La reconsideración de los túneles de la SE-40 en el tramo de Coria-Dos Hermanas es la buena noticia para el futuro de las infraestructuras del Aljarafe, sobre todo porque lleva dos años de retraso, que ha traído esta semana la ministra de Fomento, Ana Pastor. Ésta dejó claro en Sevilla que la obra se hará «sin chapuzas», dejando atrás la propuesta del Gobierno socialista de eliminar dos de los túneles previstos bajo el Guadalquivir, con lo que la Administración de José Luis Rodríguez Zapatero trataba de ahorrar 5,8 millones de euros en cada uno de los túneles, pero que encontró la oposición de los técnicos.
Pastor se comprometió pero no dió plazos ni consignación presupuestaria. Ese paso subterráneo es fundamental para dar continuidad al tramo de la SE-40 que va desde la A-49 en Espartinas hasta Coria del Río y dotar de fluidez al ahora congestionado tráfico interurbano del Aljarafe.
También es fundamental el impulso del Ministerio para el tramo entre Dos Hermanas y Alcalá de Guadaira, que ha sufrido un parón debido a que pese a estar la obra licitada e incluso haber empezado los trabajos, las empresas presentaron un reformado que no fue aprobado, lo que obligará a Fomento a volver a sacar la licitación del tramo hasta Alcalá.
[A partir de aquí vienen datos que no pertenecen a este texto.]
PR #444, opened 2023-10-04
Update domain_reduction.py

lm314:
Adds ability to pass a dictionary as the minimum_window argument in SequentialDomainReductionTransformer. Deals with issue where TargetSpace sorts the pBounds dictionary, causing the order of the list used for minimum_window to possibly not match the order of the stored boundaries.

El trazado de la ampliación con un tercer carril de la A-49, tal y como está diseñada, ha dado al traste con una importante plataforma de reserva, infraestructuras denominadas en el Potaus «plataformas multimodales» que son espacios reservados para el transporte público, carriles para bicicletas y sendas peatonales. La plataforma proyectada desde La Pañoleta hasta Pilas estaba prevista por la mediana de la A-49, pero ésta se ha utilizado para el tercer carril, haciendo inviable la reserva de ese espacio. Como plataforma reservada está operativo el puente viejo de San Juan de Aznalfarache, que cumple las funciones para dar salida a los autobuses y ofrecer un carril bici, aunque los vecinos se quejan porque esta vía no permite la conexión que se esperaba con Plaza de Armas.
El nuevo gobierno que salga de las próximas elecciones autonómicas tiene ante sí el reto de vertebrar el Aljarafe y dar una respuesta a los vecinos de la corona metropolitana. Planes hay, falta el hormigón.